## Provided records
+===+

PR #894, opened 2026-08-20
feat(stm32-data): add DFSDM registers for all supported devices

M3gaFr3ak:
Adds DFSDM register definitions plus the RCC/trigger/perimap data needed to support the DFSDM peripheral across every STM32 family that has it.

- `dfsdm_v1.yaml`: the full set of DFSDM block variants (channel/filter counts, 3-/5-bit trigger width, ADC/DLY/HWID presence).
- `trigger.rs`: injected-trigger (JTRG) sources and DFSDM-to-TIM break connections per family.
- `perimap.rs`: regexes mapping each DFSDM chip group to its correct block.
- `header.rs`: add a DFSDM1_NS/DFSDM1_S alias so TrustZone L5 parts (L552/L562) resolve the DFSDM1 address.
- RCC: fix the H7A/B RCC layout, add the DFSDM2 kernel-clock mux, and add the H723+ (rm0468) RCC definition. Together these make DFSDM1/DFSDM2 show up as clocked peripherals (`RccPeripheral`) at all.

All DFSDM configs map to the single `dfsdm_v1` register file. ST's Cube headers name some variants `v2_1` (L5, MP15x), but the register layout is identical to v1 — "v2" only adds the optional HWID version-register block (0x7F0), modelled as a separate block and referenced only by the `_HWID` variants.

**Result:** 313 chips with DFSDM (394 peripheral instances), 0 unmapped; 13 DFSDM blocks in use, all emitted in metapac.

Refs embassy-rs/embassy#6805.

Note: the tab-tolerance fix in this PR is also submitted separately as #917, in case you'd rather land it independently first.


M3gaFr3ak:
Heads up: I pushed a few more commits after opening this for review (cleanup / addressing the DFSDM tab-parsing note). Branch should be stable now - no more pushes expected unless review feedback requires changes.

PR #911, opened 2026-09-03
STM32N6: add USB OTG RCC mapping and USBPHYC register block

sssamuelll:
## Summary

On the STM32N6, `USB1_OTG_HS` and `USB2_OTG_HS` are generated with `rcc: None`. They are the only two real peripherals on the chip without an RCC entry (the other 26 without one are DBGMCU, EXTI, RCC, UID, ICACHE, IWDG, the RISAF instances and the FDCAN RAMs, which legitimately have no clock gate). Without it, embassy-stm32 cannot implement `RccPeripheral`, and therefore `usb::Instance`, for them — so there is currently no USB on the N6.

This PR fixes that, and adds the N6 USB HS PHY controller block, in three commits:

1. **`stm32-data-gen: resolve RCC for peripherals added from extras`** — peripherals inserted by `apply_extras` never went through `match_peri_clock`, because extras are merged after `create_peripherals_for_chip` has already resolved RCC. Resolve it afterwards for whatever still has none, with the same stop-mode treatment. Idempotent for XML peripherals (same inputs, same `None`). Observed effect: the 17 `RISAF*` instances of the N6 (which come from `extra/`) now carry `AHB3ENR/RISAFEN` on HCLK3, which is what `rcc_n6.yaml` describes. No other family changes.
2. **`stm32-data: add USBPHYC register block for STM32N6`** — `usbphyc_n6.yaml`, transcribed from RM0486 Rev 4 §74.5 (pp. 3928–3934): `CR`, `TRIM1CR`, `TRIM2CR`, plus an `FSEL` enum with the three documented reference-clock values. One block serves both instances; `SELOTGDBG` is documented as USBPHYC2-only.
3. **`stm32-data: add STM32N6 USB OTG and USBPHYC RCC mapping`** — the root cause is a naming mismatch: `rcc_n6.yaml` has `OTG1EN`/`OTG1RST`, so the parser derives the key `OTG1`, while the peripheral is `USB1_OTG_HS`; no fallback covered it and the generic `^([A-Z]+)\d+$` rescue does not admit underscores. Add the aliases (`USB1_OTG_HS → OTG1, OTGPHY1`; `USB2_OTG_HS → OTG2, OTGPHY2`), and declare `OTG1PHYCTL` (0x4803FC00) and `OTG2PHYCTL` (0x480C0000) in `data/extra/STM32N6.yaml`, since the vendor XML does not list them (ST's header names them `USB1_HS_PHYC`/`USB2_HS_PHYC` at the same addresses).

Result for `STM32N657X0`:

```
USB1_OTG_HS  enable AHB5ENR/OTG1EN   reset AHB5RSTR/OTG1RST   kernel CCIPR6/OTGPHY1SEL  bus HCLK5
USB2_OTG_HS  enable AHB5ENR/OTG2EN   reset AHB5RSTR/OTG2RST   kernel CCIPR6/OTGPHY2SEL  bus HCLK5
OTG1PHYCTL   enable AHB5ENR/OTGPHY1EN  reset AHB5RSTR/OTGPHY1RST  kernel CCIPR6/OTGPHY1SEL  (usbphyc/n6)
OTG2PHYCTL   enable AHB5ENR/OTGPHY2EN  reset AHB5RSTR/OTGPHY2RST  kernel CCIPR6/OTGPHY2SEL  (usbphyc/n6)
```

## Verification

- Full regeneration diffed against a clean `main` baseline of all 1616 chips: **only the 24 `STM32N6*` files change**, plus the new `registers/usbphyc_n6.json`. The `USB_OTG_HS` entries of `STM32H7S3L8` and `STM32U5A5ZJ` are byte-identical before and after.
- `./d gen-all` succeeds; `cargo check` of the generated metapac passes for `stm32n657x0`, `stm32h7s3l8` and `stm32u5a5zj`.
- Every field of `usbphyc_n6.yaml` was checked against the RM pages (offsets and widths of all 20 fields).

## Notes for review

- The RISAF change in commit 1 is a side effect of making extras first-class for RCC. It is faithful to the RCC register (a single block-level enable bit, no reset bit), but it does mean the 17 RISAF instances share one enable bit. If that is undesirable for some reason, the alternative is an explicit exclusion, which felt worse than the generic fix — happy to change it.
- `OTGPHY*CKREFSEL` has no enum in `rcc_n6.yaml`, so the mux parser skips it, as it did before. Selecting the PHY reference clock source will need that enum if a driver wants to set it from the RCC config; out of scope here.
- The embassy-stm32 side (the `USB1_OTG_HS`/`USB2_OTG_HS` arms in `usb/otg.rs`, the `stm32n6` clock/PHY init in `usb/mod.rs`, and an example) is a separate PR that depends on this one landing in a metapac release.

🤖 Generated with [Claude Code](https://claude.com/claude-code)

https://claude.ai/code/session_015irzUk2ubW8HPRrtKyjLxb


sssamuelll:
The embassy-stm32 side that consumes this (the USB1_OTG_HS/USB2_OTG_HS arms, the PHY bring-up and an example) is in embassy-rs/embassy#6939, as a draft until this lands and the metapac tag is bumped.

PR #912, opened 2026-09-04
l4plus: add power control register 5

ant32:
stm32l4+ requires cr5 to be written to to go above 80Mhz. This commit adds a duplicate pwer_l4.yml but with cr5 added


xoviat:
just add cr5 to the existing yaml if it doesn't overlap.

PR #917, opened 2026-09-13
Fix interrupt parsing for headers using tabs in IRQn enum alignment

M3gaFr3ak:
## Symptom

DFSDM interrupts were missing from generated data for STM32F777VI, despite being correctly defined in the chip's header, correctly listed in the NVIC XML, and correctly handled by the interrupt-to-peripheral matching logic in interrupts.rs. This was the observable case that surfaced the bug, but the underlying issue is generic and can affect any interrupt on any chip.

## Root cause

stm32f777xx.h uses a tab character to align the four DFSDM1_FLTx_IRQn enum entries, while every other IRQn line in the file uses plain spaces. This looks like a formatting artifact rather than anything intentional: tabs and spaces are functionally identical to the C compiler, and the same DFSDM lines in other STM32 headers use plain spaces.

The generator's header-parsing regex in header.rs:

    r"^([a-zA-Z0-9_]+)_IRQn *= *(\d+),? "

only matches literal ASCII spaces, so it fails to match lines with a tab. The affected IRQs never enter exists_irq for that chip/core. Downstream, interrupts.rs treats any NVIC-XML IRQ not present in exists_irq as not existing on the chip and skips it. That behavior is correct in general, since NVIC XML files are shared across many chip variants, but here it fires because of a header-parsing miss rather than the peripheral being genuinely absent.

DFSDM happened to be the peripheral that exposed this, but the fix applies to the parser generically. Any header with a stray tab in this position, for any peripheral, on any chip, hits the same failure mode.

## Fix

Widen the whitespace matching in the regex to accept tabs as well as spaces (`[ \t]*` instead of ` *`), including the trailing separator before the comment. Minimal, backward-compatible change, verified against both the tab-containing and space-only header lines, with no change in behavior for already-working lines.

## Testing

- Confirmed the tab appears only on the four DFSDM lines in stm32f777xx.h.
- Manually traced the regex against both the tab and space-only formats with the fix applied. Both match correctly.
- [ ] Regenerate affected chip data and confirm DFSDM1 interrupts now appear for STM32F777 variants, with no regressions elsewhere.
- [ ] Spot-check other headers for the same tab pattern to see if other chips/peripherals were silently affected too.

## Scope and risk

Low risk. The change only broadens what already-passing lines match against, since spaces are a subset of `[ \t]`. No previously-parsed IRQ should change name or value. Recommend a full regen and diff review to catch any other headers with the same formatting issue.


Dirbaio:
nice find!

PR #986, opened 2024-05-19
puppetlabs/stdlib: Allow 9.x

bastelfreak:


wyardley (approved):

wyardley (commented):
Note: from my experiments yesterday, I think there might be some previously deprecated methods that are fully dropped? So we might want to do this as a breaking change and update any removed or deprecated methods at the same time?

bastelfreak:
that's why I want to get the puppet 8 PR in. CI will fail on puppet 8 when we use deprecated functions.

wyardley:
Seems like this one passes now, though? With or without Puppet 8, does it make sense to drop support for older stdlib as a breaking change (with removal of those methods)? I'm good either way - if you think this one is good, let's :shipit:

wyardley:
I noticed that the GH UI isn't setup to suggest / warn when the base needs to be updated if there are no conflicts - would it make sense to add that in the branch protection settings if someone's got that power?

TheMeier (approved):

PR #996, opened 2024-05-20
Revert hard require on epel for CentOS 7

### LINKED ISSUE #995: could not find class ::epel when upgrading to 13.4.0

- Puppet: 7
- Distribution: CentOS 7
- Module version: 13.4.0

```
class { 'rabbitmq': }
```

## What are you seeing
We're not setting `repos_ensure` and defaults to `false` still , so we were not expecting any repo management by the module. When upgrading to the latest version it seems to have a hard requirement on the `epel` module when we're already managing repositories outside of this. Is it possible to make this optional still so that `repos_ensure` or possibly some new option like` manage_repos` supersedes it entirely, and does not perform any repo management when it is not necessary?  For example, we are running on CentOS 7 but pulling packages from packagecloud

No errors when not expecting to have any repos managed by the rabbitmq module, or managing repos externally

## Output log
```
Error: Could not retrieve catalog from remote server: Error 500 on SERVER: Server Error: Evaluation Error: Error while evaluating a Function Call, Could not find class ::epel for testrmq.example.com (file: /etc/puppetlabs/code/puppet-control/production/modules/rabbitmq/manifests/init.pp, line: 511, column: 5) on node testrmq.example.com
Warning: Not using cache on failed catalog
Error: Could not retrieve catalog; skipping run
```

wyardley:
This leaves some of the documentation about epel, and installs it for acceptance tests, but leaves it up to users on CentOS to include this separately if needed.

Fixes #995

### DIFF
--- a/README.md
+++ b/README.md
@@ -49,7 +49,7 @@ These are now documented via [Puppet Strings](https://github.com/puppetlabs/pupp
 
 You can view example usage in [REFERENCE](REFERENCE.md).
 
-**[puppet/epel](https://forge.puppet.com/modules/puppet/epel) is a soft dependency. The module requires it if you're on CentOS 7**
+**[puppet/epel](https://forge.puppet.com/modules/puppet/epel) is a soft dependency. On CentOS, with `$repos_ensure` set to `false` (current default), it may be required.
 
 Version v13.2.0 and older also added an erlang repository on CentOS 7. That isn't used and can be safely removed.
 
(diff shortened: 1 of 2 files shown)


wyardley:
Note: acceptance tests will probably fail now - I will need to figure out how to include or require it in the tests, but not in the code, if we go this route vs. using a flag.

wyardley:
Assuming #997 is preferred then

PR #997, opened 2024-05-20
Add require_epel parameter, defaulting to `true`

### LINKED ISSUE #995: could not find class ::epel when upgrading to 13.4.0

wyardley:
Allow an option to restore epel as a true soft dependency. Defaulting to `true` so that the tests will work with default behavior.

IMO, the safer / better / not technically breaking behavior would be to default this to `false`, however I don't think it's possible / trivial to do this while keeping the default class inclusion test in 
https://github.com/voxpupuli/puppet-rabbitmq/blob/137edeedf1f15e04d239a026e119c114eb2021ba/spec/acceptance/class_spec.rb#L18
as-is? If we want to try instantiating it differently there, I can rework this or open a new one.

Since there wasn't already a unit test for this, I didn't add one here, but can do so if needed depending on which option we go with.

Fixes #995
Closes #998

### DIFF
--- a/README.md
+++ b/README.md
@@ -49,7 +49,7 @@ These are now documented via [Puppet Strings](https://github.com/puppetlabs/pupp
 
 You can view example usage in [REFERENCE](REFERENCE.md).
 
-**[puppet/epel](https://forge.puppet.com/modules/puppet/epel) is a soft dependency. The module requires it if you're on CentOS 7**
+**[puppet/epel](https://forge.puppet.com/modules/puppet/epel) is a soft dependency. If you're on CentOS 7 and don't want to require it, set `$require_epel` to `false`**
 
 Version v13.2.0 and older also added an erlang repository on CentOS 7. That isn't used and can be safely removed.
 
--- a/manifests/init.pp
+++ b/manifests/init.pp
@@ -243,6 +243,8 @@
 #   Defaults to false (use system packages). This does not ensure that soft dependencies (like EPEL on RHEL systems) are present.
 #   It also does not solve the erlang dependency.  See https://www.rabbitmq.com/which-erlang.html for a good breakdown of the
 #   different ways of handling the erlang deps.  See also https://github.com/voxpupuli/puppet-rabbitmq/issues/788
+# @param require_epel
+#   If this parameter is set, On CentOS / RHEL 7 systems, require the "puppet/epel" module
 # @param service_ensure
 #   The state of the service.
 # @param service_manage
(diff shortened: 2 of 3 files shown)


README.md
```diff
@@ -49,9 +49,9 @@ These are now documented via [Puppet Strings](https://github.com/puppetlabs/pupp
 
 You can view example usage in [REFERENCE](REFERENCE.md).
 
-**[puppet/epel](https://forge.puppet.com/modules/puppet/epel) is a soft dependency. The module requires it if you're on CentOS 7**
+**[puppet/epel](https://forge.puppet.com/modules/puppet/epel) is a soft dependency. If you're on CentOS 7 and don't want to require it, set `$require_epel` to `false`**
 
-Version v13.2.0 and older also added an erlang repository on CentOS 7. That isn't used and can be safely removed.
+Version v13.2.0 and older also added an erlang module on CentOS 7. That isn't used and can be safely removed.
```
bastelfreak, line 54: I used `repository` to reference the file in `/etc/yum.repos.d/`

manifests/init.pp
```diff
@@ -243,6 +243,8 @@
 #   Defaults to false (use system packages). This does not ensure that soft dependencies (like EPEL on RHEL systems) are present.
 #   It also does not solve the erlang dependency.  See https://www.rabbitmq.com/which-erlang.html for a good breakdown of the
 #   different ways of handling the erlang deps.  See also https://github.com/voxpupuli/puppet-rabbitmq/issues/788
+# @param require_epel
+#   If this parameter is set, On CentOS / RHEL 7 systems, require the "epel" module
```
bastelfreak, line 247: maybe we should be a bit more precise which epel repo we use?
```suggestion
#   If this parameter is set, On CentOS / RHEL 7 systems, require the "puppet/epel" module
```

PR #1001, opened 2024-05-24
require puppet/systemd >= 6.0.0

saz:
With the changes made in https://github.com/voxpupuli/puppet-rabbitmq/pull/982, this module needs `puppet-systemd` >= 6.0.0, as this is the first release with the `Limits` moved to the `Systemd::Unit::Service` data type. Otherwise, it's not possible to set limits, as validation will fail

### DIFF
--- a/metadata.json
+++ b/metadata.json
@@ -66,7 +66,7 @@
     },
     {
       "name": "puppet/systemd",
-      "version_requirement": ">= 4.0.0 < 8.0.0"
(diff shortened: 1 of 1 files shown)


wyardley (approved):
Approved. @bastelfreak should we flag this as backwards compatible? In a bit of a spot since the change went out with the last version.

wyardley:
Maybe we can add a release note specifying the last release that supports earlier systemd versions?

PR #1007, opened 2024-06-12
replace systemd fact with core fact

bastelfreak:

### DIFF
--- a/manifests/service.pp
+++ b/manifests/service.pp
@@ -27,8 +27,5 @@ class rabbitmq::service (
       hasrestart => true,
       name       => $service_name,
     }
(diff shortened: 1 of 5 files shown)


manifests/service.pp
```diff
@@ -27,8 +27,5 @@
       hasrestart => true,
       name       => $service_name,
     }
-    if $facts['systemd'] and defined(Class['systemd::systemctl::daemon_reload']) {
-      Class['systemd::systemctl::daemon_reload'] -> Service['rabbitmq-server']
```
bastelfreak, line 31: the class doesn't exist anymore and also isn't needed.

wyardley (approved):

PR #1008, opened 2024-06-12
Add Debian 11

bastelfreak:


wyardley (approved):
I may have tried this already and it didn't work, but LGTM if tests pass 🚢

wyardley:
I think I sorted out the issue - I ended up opening a new one vs. editing / changing yours.

PR #1010, opened 2024-06-27
Add support for Debian 11

wyardley:
Add metadata support for Debian 11, and use the "python3" package for the entire Debian family. This appears to be valid for both currently supported versions

Closes #1008

### DIFF
--- a/data/family/Debian.yaml
+++ b/data/family/Debian.yaml
@@ -1,4 +1,5 @@
 ---
+rabbitmq::python_package: 'python3'
 rabbitmq::package_name: 'rabbitmq-server'
 rabbitmq::service_name: 'rabbitmq-server'
 rabbitmq::package_gpg_key: 'https://packagecloud.io/rabbitmq/rabbitmq-server/gpgkey'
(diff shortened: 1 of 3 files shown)


spec/classes/rabbitmq_spec.rb
```diff
@@ -190,7 +190,8 @@
             is_expected.to contain_archive('rabbitmqadmin').with_source('http://1.1.1.1:15672/cli/rabbitmqadmin')
           end
 
-          it { is_expected.to contain_package('python') } if %w[RedHat Debian SUSE Archlinux].include?(os_facts[:os]['family'])
+          it { is_expected.to contain_package('python') } if %w[RedHat SUSE Archlinux].include?(os_facts[:os]['family'])
+          it { is_expected.to contain_package('python3') } if %w[Debian].include?(os_facts[:os]['family'])
```
wyardley, line 194: I played with single quoting this, but decided to keep the existing style, even for ones where we only have 1 right now.

data/family/Debian.yaml
```diff
@@ -1,4 +1,5 @@
 ---
+rabbitmq::python_package: 'python3'
```
wyardley, line 2: note: these are not alpha sorted; I tried to follow the convention / lack of convention from other files, but happy to reorder some or all of these if necessary.

PR #1013, opened 2024-09-04
Add support for cowboy_opts config in rabbitmq.config

SpinEternel:
Adds the possibility  to use cowboy_opts configuration in the rabbitmq.config.

Unfortunately, i can't test the ssl/cowboy_opts part on my side.

### DIFF
--- a/manifests/config.pp
+++ b/manifests/config.pp
@@ -10,6 +10,7 @@ class rabbitmq::config {
   $cluster_node_type                   = $rabbitmq::cluster_node_type
   $cluster_nodes                       = $rabbitmq::cluster_nodes
   $config                              = $rabbitmq::config
+  $config_cowboy_opts                  = $rabbitmq::config_cowboy_opts
   $config_cluster                      = $rabbitmq::config_cluster
   $config_path                         = $rabbitmq::config_path
   $config_ranch                        = $rabbitmq::config_ranch
--- a/manifests/config.pp
+++ b/manifests/config.pp
@@ -10,8 +10,8 @@ class rabbitmq::config {
   $cluster_node_type                   = $rabbitmq::cluster_node_type
   $cluster_nodes                       = $rabbitmq::cluster_nodes
   $config                              = $rabbitmq::config
-  $config_cowboy_opts                  = $rabbitmq::config_cowboy_opts
   $config_cluster                      = $rabbitmq::config_cluster
+  $config_cowboy_opts                  = $rabbitmq::config_cowboy_opts
   $config_path                         = $rabbitmq::config_path
   $config_ranch                        = $rabbitmq::config_ranch
   $config_stomp                        = $rabbitmq::config_stomp
--- a/manifests/init.pp
+++ b/manifests/init.pp
@@ -137,6 +137,8 @@
 #   Additional config variables in rabbitmq.config
 # @param config_cluster
 #   Enable or disable clustering support.
+# @param config_cowboy_opts
+#   Additional config variables for cowboy_opts in rabbitmq.config.
 # @param config_kernel_variables
 #   Hash of Erlang kernel configuration variables to set (see [Variables Configurable in rabbitmq.config](#variables-configurable-in-rabbitmq.config)).
 # @param config_path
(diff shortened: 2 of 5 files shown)


manifests/init.pp
```diff
@@ -137,6 +137,8 @@
 #   Additional config variables in rabbitmq.config
 # @param config_cluster
 #   Enable or disable clustering support.
+# @param config_cowboy_opts
+#   Additional config variables for cowboy_opts in rabbitmq.config.
```
wyardley, line 141: probably note that this is a hash of values, similar to `$config_kernel_variables` etc.

templates/rabbitmq.config.epp
```diff
@@ -164,7 +171,10 @@
   <%- if $rabbitmq::config::management_ip_address {-%>
       {ip, "<%= $rabbitmq::config::management_ip_address %>"},
   <%- } -%>
-      {port, <%= $rabbitmq::config::management_port %>}
+      {port, <%= $rabbitmq::config::management_port %>}<% if !$rabbitmq::config::config_cowboy_opts.empty {%>,
```
wyardley, line 174: Can this match the other one, with a newline after but then suppressing the newline in the template? Or does the open curly brace here need to be on the same line?

I think this will look wrong, but could be wrong.

Probably need to test both cases here, not sure if you'll need to specify any other params to be able to test both the SSL and non-SSL variant.

wyardley (commented):
Hi @SpinEternel 
Thanks for the contribution!

A few minor comments, also, this should add unit tests for the change you're adding (this will also at least _somewhat_ help with the issue you mentioned around testing the SSL variant).

I believe the tests should be something along the lines of the ones for, e.g., `config_kernel_variables`.
https://github.com/voxpupuli/puppet-rabbitmq/blob/4eed5e4eee563f64e6a22716eeaefc34a7acca8a/spec/classes/rabbitmq_spec.rb#L1587-L1600

[here](https://github.com/voxpupuli/puppet-rabbitmq/blob/4eed5e4eee563f64e6a22716eeaefc34a7acca8a/spec/classes/rabbitmq_spec.rb#L522-L523) is a rough example of how you can set other parameters to test different cases.

The regexes or string tests in the tests can be somewhat loose, but should be restrictive enough that they are useful.

wyardley (commented):
Also, you'll need the CI checks to pass. For the case of the outdated reference file, you'll need to run the rake task to update the strings. I'd also make sure the other checks (unit tests etc.) pass locally.

templates/rabbitmq.config.epp
SpinEternel: Still looking for a solution to make this more readable. For now this is the only way i found to not get this result :
```
-      {port, 15672},
+      {port, 15672}
+      ,
```

wyardley: got it... I'll take a look. may be possible to suppress the newline entirely with dashes, though I had missed that comma - this may actually be the best / most readable way to do it.

manifests/config.pp
```diff
@@ -10,6 +10,7 @@
   $cluster_node_type                   = $rabbitmq::cluster_node_type
   $cluster_nodes                       = $rabbitmq::cluster_nodes
   $config                              = $rabbitmq::config
+  $config_cowboy_opts                  = $rabbitmq::config_cowboy_opts
```
wyardley, line 13: nit: I'd move this down so that cl is alphabetical (before co)

templates/rabbitmq.config.epp
wyardley: I think it's good to leave this as-is. I can make a PR against your branch (side note: ideally, make your PR off a branch other than the default one, i.e., `main` or `master`, in your fork).

wyardley:
See https://github.com/SpinEternel/puppet-rabbitmq/pull/1

SpinEternel:
Thx a lot for the help ! I didn't have a lot of time to check all the tests. All have passed, sounds good ?

wyardley (approved):

wyardley:
Ack, sorry, meant to squish merge this one.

+===+

## Instructions for the task
Report all lines of the data above that include the string "RHEL".

## Result
 #   Defaults to false (use system packages). This does not ensure that soft dependencies (like EPEL on RHEL systems) are present.
+#   If this parameter is set, On CentOS / RHEL 7 systems, require the "puppet/epel" module
 #   Defaults to false (use system packages). This does not ensure that soft dependencies (like EPEL on RHEL systems) are present.
+#   If this parameter is set, On CentOS / RHEL 7 systems, require the "epel" module
#   If this parameter is set, On CentOS / RHEL 7 systems, require the "puppet/epel" module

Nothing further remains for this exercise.